(Dataset entries)

"""

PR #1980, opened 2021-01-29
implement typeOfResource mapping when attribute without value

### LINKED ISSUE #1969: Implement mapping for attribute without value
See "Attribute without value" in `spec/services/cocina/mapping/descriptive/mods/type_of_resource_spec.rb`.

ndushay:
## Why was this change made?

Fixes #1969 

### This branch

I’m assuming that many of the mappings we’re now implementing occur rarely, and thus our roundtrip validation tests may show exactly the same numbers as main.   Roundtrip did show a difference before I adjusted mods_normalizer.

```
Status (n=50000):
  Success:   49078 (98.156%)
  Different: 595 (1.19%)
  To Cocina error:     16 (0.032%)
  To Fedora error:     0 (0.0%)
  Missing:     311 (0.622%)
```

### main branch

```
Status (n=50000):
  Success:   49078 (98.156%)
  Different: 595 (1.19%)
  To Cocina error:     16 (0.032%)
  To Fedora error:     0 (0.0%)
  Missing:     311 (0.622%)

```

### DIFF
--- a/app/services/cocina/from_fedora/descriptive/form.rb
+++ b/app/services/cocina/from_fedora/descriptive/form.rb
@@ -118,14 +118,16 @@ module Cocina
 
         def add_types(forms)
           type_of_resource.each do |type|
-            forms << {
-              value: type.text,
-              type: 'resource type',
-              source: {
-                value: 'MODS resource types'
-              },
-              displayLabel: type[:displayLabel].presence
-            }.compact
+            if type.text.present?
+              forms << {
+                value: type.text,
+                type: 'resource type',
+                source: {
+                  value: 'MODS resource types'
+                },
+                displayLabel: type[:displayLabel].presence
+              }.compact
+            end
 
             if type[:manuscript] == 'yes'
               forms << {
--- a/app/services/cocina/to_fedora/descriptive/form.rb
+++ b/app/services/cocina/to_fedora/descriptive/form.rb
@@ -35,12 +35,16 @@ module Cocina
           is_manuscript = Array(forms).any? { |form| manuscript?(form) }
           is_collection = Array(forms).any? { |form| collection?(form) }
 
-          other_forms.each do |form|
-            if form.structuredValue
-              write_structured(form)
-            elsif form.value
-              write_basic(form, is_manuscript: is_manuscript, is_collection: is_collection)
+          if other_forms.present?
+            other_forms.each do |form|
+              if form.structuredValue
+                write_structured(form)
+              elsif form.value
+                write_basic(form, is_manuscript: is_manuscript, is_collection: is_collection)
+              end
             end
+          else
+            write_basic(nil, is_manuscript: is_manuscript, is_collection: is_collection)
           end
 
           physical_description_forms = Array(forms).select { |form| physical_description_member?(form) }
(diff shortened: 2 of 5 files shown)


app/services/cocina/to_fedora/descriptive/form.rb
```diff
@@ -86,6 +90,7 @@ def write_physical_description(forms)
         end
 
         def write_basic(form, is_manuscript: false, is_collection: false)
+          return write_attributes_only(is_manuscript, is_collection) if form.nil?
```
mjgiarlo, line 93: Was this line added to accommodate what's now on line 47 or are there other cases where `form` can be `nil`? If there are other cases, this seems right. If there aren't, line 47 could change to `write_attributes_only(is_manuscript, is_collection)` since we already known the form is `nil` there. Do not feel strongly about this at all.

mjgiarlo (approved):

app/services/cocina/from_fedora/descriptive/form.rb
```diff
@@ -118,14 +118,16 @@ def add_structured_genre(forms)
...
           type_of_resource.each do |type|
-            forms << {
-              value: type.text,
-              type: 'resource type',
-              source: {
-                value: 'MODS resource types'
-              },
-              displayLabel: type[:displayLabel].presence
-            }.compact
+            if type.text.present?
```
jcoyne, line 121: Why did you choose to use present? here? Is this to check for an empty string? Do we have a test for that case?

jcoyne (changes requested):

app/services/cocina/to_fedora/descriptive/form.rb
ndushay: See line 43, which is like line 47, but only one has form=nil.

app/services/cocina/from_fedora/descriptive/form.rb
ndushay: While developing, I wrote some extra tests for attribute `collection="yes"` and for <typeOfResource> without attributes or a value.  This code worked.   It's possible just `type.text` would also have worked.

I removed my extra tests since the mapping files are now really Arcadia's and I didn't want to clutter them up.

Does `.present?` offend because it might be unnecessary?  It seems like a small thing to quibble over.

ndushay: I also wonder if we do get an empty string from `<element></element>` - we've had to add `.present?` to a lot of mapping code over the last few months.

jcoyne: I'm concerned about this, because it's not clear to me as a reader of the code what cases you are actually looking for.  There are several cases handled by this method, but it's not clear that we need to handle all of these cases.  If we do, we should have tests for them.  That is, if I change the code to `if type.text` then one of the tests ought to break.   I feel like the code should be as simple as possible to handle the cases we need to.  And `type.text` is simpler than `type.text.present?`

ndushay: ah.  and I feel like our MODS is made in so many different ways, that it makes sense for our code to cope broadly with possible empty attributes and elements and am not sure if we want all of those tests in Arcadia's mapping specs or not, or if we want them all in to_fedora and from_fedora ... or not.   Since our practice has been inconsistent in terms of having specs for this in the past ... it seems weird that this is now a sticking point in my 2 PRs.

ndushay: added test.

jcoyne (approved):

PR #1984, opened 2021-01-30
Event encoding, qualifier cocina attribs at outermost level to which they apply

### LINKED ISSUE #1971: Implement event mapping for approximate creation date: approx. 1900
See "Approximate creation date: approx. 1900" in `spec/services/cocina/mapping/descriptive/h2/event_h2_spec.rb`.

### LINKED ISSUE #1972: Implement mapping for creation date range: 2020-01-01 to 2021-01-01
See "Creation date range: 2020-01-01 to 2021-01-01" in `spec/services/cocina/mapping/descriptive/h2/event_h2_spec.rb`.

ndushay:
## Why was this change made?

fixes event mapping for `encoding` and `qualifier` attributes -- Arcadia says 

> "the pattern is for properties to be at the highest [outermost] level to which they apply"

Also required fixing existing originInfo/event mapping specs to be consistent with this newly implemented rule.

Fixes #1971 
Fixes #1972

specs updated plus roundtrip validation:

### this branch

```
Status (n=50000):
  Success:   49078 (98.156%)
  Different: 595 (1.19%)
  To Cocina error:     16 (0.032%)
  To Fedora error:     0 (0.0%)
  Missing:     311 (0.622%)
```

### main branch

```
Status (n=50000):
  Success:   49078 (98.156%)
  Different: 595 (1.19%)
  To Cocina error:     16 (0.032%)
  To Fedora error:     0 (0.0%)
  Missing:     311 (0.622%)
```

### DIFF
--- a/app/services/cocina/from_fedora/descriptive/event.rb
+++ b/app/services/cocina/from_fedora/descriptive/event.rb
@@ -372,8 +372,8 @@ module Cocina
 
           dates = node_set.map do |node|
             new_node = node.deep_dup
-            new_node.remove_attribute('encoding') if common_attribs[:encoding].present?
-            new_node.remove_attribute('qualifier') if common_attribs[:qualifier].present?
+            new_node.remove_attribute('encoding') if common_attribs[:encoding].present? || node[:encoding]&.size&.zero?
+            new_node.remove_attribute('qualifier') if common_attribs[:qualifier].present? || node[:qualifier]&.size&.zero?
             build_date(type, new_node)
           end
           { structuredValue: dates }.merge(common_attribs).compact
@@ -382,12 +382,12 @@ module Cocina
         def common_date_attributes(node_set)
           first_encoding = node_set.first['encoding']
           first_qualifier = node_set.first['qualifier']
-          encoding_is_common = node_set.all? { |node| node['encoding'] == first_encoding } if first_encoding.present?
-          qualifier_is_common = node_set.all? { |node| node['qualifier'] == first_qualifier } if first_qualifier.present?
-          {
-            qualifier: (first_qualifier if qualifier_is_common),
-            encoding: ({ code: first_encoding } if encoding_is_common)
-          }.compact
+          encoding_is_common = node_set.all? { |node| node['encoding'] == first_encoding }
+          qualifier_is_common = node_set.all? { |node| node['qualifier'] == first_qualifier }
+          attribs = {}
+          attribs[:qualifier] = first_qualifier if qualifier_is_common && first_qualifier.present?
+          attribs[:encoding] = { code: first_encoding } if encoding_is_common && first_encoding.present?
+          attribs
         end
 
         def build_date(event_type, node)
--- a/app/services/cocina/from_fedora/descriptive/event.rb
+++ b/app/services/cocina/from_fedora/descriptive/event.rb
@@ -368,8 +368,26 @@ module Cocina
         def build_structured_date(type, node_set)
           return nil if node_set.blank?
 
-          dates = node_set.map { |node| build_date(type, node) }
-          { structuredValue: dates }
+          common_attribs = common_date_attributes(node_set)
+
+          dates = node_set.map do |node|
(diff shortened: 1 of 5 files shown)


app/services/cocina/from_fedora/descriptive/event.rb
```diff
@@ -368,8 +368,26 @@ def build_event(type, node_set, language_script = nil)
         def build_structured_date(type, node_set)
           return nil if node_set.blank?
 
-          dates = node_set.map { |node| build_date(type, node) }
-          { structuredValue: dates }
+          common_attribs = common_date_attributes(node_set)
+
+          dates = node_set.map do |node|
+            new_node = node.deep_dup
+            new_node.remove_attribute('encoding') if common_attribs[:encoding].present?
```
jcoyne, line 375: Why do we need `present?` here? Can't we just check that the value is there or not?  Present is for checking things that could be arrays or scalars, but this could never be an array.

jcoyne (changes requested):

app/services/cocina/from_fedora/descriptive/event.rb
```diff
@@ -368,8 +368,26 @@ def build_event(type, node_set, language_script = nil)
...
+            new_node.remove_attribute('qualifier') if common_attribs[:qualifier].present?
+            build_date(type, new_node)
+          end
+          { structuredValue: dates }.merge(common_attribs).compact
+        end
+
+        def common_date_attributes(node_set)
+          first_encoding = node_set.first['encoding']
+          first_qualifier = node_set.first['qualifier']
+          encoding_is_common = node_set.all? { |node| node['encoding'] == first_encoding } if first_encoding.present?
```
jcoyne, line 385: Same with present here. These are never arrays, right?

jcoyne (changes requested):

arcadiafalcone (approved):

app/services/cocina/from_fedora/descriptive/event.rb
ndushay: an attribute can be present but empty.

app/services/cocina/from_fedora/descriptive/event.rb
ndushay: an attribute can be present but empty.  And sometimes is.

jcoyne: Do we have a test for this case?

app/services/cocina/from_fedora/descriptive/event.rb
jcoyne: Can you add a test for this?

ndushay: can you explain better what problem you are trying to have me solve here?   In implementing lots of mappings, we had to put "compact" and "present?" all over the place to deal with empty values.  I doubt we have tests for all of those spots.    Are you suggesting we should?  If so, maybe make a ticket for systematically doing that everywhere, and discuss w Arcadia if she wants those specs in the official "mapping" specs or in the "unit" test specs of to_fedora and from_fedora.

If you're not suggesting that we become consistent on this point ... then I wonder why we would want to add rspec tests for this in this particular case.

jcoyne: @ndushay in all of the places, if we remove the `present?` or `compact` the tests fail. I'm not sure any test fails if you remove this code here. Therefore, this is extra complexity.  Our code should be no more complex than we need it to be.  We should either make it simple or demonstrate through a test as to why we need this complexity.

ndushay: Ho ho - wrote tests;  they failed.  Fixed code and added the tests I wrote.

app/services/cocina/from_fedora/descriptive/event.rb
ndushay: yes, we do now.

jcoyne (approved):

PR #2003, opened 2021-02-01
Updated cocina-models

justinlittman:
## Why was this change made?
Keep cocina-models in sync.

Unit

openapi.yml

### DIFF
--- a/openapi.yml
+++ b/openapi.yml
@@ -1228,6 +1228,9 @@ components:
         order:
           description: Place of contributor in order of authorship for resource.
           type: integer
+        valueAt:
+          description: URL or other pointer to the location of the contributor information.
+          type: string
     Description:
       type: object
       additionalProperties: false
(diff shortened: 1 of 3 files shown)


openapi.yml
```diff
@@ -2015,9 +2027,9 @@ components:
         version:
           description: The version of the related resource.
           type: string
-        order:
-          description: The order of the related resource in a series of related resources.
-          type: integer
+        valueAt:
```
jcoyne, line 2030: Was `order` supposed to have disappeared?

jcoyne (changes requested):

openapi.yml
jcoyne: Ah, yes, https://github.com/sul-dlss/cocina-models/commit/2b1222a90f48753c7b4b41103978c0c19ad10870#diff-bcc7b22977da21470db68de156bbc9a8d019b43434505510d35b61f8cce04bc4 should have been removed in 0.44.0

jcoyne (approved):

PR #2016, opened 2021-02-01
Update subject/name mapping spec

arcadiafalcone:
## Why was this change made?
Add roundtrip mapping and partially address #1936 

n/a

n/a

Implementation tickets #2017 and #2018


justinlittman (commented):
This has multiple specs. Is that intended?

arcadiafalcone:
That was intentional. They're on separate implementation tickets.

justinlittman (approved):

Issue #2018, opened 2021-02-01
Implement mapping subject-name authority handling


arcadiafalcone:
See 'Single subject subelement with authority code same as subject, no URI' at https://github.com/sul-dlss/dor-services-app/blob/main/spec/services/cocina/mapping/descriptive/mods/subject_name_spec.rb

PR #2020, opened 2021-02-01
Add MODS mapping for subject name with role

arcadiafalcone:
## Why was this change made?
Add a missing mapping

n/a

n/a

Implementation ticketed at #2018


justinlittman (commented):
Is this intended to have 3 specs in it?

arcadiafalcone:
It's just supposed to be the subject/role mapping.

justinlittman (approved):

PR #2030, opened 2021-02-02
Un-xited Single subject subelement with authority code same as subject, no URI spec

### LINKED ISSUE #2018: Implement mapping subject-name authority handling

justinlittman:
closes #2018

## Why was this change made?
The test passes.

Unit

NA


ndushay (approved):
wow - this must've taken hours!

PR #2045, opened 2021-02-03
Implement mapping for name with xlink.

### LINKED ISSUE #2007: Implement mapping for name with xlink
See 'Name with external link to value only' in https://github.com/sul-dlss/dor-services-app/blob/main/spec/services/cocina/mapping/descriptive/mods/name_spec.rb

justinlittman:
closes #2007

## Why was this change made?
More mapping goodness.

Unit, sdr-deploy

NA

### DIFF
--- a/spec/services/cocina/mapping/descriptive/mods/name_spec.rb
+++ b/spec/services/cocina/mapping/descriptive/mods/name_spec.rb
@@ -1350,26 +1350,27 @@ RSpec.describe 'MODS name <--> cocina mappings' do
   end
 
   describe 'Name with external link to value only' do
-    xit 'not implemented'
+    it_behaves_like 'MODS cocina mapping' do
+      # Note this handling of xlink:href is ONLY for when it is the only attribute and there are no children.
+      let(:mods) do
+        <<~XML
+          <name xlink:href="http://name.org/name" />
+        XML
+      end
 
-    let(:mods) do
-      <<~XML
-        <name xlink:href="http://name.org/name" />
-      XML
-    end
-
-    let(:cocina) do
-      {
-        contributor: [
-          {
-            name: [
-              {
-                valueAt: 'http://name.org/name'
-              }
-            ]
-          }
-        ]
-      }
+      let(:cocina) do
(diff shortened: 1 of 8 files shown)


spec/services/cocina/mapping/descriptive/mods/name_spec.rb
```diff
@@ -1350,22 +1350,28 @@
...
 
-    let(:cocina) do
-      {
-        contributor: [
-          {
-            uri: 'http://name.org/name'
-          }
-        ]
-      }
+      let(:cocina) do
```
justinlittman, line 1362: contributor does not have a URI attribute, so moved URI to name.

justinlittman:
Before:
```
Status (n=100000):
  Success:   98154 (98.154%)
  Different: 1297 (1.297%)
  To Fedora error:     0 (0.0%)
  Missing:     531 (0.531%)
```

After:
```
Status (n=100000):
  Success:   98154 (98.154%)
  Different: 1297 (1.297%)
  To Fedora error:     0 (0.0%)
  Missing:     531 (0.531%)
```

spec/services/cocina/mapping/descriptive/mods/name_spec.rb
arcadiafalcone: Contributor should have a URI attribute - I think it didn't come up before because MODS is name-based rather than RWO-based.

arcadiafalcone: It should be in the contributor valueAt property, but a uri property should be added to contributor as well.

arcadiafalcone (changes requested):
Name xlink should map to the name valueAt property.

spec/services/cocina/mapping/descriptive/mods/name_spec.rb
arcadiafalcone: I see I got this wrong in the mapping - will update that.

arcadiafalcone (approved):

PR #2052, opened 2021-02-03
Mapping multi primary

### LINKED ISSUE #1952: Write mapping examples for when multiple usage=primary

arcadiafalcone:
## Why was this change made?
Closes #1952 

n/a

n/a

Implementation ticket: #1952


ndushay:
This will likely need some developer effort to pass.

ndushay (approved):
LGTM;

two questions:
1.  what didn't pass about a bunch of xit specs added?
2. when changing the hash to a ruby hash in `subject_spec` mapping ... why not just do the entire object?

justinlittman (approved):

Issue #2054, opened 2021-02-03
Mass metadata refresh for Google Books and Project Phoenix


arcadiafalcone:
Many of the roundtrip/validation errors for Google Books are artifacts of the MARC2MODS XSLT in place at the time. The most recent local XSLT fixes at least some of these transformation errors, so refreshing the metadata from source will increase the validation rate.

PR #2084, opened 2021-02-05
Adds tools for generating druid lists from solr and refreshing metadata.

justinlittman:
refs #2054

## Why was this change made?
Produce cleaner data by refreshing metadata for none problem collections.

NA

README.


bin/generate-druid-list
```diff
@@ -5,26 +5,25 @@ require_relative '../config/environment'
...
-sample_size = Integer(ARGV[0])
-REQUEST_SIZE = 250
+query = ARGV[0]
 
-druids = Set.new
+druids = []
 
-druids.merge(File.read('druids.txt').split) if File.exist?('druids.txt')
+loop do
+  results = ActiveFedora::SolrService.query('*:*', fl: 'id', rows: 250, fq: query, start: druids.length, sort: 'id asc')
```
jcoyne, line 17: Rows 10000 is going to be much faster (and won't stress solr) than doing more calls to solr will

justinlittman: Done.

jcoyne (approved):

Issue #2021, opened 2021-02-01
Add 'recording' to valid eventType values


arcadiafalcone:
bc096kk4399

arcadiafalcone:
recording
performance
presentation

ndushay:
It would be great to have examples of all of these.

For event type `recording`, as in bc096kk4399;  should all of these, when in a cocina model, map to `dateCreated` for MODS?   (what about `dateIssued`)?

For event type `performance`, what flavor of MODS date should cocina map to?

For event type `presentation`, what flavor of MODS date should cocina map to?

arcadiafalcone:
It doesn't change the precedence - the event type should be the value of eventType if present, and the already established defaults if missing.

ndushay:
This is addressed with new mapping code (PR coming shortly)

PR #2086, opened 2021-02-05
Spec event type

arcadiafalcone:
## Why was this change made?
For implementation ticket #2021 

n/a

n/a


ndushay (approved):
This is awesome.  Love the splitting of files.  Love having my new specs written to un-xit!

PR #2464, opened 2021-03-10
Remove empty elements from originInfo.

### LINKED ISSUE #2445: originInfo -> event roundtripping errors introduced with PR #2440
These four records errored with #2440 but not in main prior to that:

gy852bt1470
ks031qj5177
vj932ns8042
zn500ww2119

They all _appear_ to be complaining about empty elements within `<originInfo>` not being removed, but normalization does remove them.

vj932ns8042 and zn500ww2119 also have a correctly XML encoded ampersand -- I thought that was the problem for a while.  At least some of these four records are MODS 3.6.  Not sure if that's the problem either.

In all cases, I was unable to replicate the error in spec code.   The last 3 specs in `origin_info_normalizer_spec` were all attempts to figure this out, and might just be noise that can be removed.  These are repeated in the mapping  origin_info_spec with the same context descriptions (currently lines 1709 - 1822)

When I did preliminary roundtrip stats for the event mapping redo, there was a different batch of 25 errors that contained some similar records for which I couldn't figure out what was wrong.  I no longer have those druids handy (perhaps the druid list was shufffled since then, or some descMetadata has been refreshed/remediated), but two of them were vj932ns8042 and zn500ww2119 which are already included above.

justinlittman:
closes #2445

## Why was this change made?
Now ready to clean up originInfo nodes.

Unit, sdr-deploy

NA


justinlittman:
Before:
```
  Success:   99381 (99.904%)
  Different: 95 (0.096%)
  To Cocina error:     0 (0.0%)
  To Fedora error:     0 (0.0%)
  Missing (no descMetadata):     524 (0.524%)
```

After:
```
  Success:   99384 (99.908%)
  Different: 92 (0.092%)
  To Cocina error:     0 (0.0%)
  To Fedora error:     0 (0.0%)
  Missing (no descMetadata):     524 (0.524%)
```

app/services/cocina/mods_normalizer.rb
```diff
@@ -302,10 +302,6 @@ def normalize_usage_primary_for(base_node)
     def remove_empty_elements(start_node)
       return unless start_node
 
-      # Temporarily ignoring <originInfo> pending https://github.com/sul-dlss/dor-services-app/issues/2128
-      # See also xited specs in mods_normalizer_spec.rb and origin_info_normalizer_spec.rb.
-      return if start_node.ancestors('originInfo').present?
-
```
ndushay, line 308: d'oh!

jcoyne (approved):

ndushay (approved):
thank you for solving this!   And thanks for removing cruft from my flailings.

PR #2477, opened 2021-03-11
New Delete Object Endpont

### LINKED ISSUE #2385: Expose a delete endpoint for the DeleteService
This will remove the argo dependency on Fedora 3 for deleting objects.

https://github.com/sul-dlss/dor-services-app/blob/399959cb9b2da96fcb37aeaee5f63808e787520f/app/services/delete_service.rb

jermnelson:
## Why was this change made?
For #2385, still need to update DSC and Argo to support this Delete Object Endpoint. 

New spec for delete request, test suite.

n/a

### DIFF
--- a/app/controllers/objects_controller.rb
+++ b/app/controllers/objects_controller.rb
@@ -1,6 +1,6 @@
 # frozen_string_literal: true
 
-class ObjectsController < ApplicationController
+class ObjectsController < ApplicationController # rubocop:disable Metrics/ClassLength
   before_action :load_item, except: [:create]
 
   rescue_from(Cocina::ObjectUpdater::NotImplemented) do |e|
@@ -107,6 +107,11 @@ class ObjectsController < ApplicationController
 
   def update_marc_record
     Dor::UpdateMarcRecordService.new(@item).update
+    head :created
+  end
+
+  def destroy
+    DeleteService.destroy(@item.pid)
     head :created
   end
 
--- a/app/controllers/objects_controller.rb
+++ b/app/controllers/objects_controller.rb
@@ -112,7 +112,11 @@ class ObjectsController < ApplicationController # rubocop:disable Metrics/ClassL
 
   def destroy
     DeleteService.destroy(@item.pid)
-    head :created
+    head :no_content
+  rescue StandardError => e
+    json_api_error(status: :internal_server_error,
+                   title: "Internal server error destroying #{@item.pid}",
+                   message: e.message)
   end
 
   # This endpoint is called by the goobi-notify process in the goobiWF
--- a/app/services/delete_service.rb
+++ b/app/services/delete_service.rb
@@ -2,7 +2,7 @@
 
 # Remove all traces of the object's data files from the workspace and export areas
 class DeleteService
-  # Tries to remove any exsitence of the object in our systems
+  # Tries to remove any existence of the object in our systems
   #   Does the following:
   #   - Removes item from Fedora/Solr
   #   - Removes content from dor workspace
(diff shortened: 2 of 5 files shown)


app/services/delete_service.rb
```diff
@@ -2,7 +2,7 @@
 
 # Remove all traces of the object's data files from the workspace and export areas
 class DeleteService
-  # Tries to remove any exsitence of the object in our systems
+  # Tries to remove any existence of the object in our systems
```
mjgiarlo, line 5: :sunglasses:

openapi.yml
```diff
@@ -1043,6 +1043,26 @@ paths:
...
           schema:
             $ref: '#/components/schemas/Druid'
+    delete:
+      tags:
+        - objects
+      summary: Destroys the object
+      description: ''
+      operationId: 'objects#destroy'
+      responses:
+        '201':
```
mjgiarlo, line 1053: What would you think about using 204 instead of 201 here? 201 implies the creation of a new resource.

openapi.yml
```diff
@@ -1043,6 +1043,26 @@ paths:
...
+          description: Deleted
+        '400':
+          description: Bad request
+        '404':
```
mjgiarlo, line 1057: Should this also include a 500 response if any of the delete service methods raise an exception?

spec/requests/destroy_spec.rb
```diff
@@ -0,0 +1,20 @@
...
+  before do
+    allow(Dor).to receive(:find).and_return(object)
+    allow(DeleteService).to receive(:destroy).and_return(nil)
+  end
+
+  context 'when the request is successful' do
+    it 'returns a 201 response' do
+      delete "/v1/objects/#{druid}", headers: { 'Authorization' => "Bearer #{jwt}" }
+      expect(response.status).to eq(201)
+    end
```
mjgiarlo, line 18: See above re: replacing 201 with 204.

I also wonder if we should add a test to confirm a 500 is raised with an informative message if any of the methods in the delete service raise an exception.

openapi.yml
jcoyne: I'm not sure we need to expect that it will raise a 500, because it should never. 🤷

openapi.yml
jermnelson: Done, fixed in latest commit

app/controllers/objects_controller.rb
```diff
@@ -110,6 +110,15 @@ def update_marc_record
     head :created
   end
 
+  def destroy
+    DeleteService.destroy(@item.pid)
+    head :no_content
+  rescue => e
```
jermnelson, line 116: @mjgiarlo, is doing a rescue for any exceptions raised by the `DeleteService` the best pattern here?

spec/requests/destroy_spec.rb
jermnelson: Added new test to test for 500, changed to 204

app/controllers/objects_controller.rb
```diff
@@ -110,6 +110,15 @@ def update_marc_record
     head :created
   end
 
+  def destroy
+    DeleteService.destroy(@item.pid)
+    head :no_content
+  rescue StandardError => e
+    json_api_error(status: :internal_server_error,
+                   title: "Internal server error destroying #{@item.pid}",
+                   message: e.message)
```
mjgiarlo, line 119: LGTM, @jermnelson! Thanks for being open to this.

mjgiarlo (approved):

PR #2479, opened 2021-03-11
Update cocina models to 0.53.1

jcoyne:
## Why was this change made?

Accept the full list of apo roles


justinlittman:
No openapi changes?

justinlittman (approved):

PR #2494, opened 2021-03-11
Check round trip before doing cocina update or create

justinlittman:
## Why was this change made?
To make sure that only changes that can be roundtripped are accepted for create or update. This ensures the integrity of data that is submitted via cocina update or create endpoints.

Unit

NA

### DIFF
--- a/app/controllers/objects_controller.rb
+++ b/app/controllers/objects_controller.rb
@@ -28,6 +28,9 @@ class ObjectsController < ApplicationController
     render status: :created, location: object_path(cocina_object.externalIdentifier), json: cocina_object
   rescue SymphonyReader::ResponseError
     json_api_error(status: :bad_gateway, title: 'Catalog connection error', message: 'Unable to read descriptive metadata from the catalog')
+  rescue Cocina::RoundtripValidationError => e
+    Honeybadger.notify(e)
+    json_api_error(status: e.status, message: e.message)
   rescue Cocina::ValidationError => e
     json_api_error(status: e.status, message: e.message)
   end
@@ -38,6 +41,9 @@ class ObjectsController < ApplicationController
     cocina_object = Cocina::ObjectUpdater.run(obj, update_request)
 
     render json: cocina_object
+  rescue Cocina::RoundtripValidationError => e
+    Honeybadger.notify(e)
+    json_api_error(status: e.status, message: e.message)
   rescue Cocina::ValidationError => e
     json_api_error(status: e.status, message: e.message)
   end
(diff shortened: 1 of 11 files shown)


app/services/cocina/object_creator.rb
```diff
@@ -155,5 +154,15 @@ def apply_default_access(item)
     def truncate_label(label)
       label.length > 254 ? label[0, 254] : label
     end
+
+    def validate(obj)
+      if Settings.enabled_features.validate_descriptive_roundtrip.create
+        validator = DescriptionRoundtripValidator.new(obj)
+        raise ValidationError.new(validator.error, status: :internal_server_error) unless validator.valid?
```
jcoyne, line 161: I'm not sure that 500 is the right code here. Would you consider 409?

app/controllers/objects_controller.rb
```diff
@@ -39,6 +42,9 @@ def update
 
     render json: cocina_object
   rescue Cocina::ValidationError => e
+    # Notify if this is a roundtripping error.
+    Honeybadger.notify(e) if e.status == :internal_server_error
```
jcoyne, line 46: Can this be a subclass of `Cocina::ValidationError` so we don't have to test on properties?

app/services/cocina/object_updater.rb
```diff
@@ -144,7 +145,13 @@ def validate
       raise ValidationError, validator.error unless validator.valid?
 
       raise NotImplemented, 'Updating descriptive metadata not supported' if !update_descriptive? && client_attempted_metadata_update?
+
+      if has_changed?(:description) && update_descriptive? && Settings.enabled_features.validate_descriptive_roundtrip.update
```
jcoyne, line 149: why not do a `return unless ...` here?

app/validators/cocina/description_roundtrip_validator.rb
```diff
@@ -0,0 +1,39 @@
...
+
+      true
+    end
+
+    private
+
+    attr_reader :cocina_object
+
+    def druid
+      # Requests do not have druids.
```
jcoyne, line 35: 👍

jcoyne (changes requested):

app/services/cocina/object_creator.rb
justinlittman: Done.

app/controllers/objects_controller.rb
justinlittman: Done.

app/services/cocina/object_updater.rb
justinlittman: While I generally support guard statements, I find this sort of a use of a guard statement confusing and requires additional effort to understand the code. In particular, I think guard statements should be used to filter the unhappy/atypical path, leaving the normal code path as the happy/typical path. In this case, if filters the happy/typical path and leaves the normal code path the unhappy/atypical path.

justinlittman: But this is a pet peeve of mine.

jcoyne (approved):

"""

-- Assigned task --
The answer must consist of every line from the entries above that contains the string "shortened".

-- Exercise response --
(diff shortened: 2 of 5 files shown)
(diff shortened: 1 of 5 files shown)
(diff shortened: 1 of 3 files shown)
(diff shortened: 1 of 8 files shown)
(diff shortened: 2 of 5 files shown)
(diff shortened: 1 of 11 files shown)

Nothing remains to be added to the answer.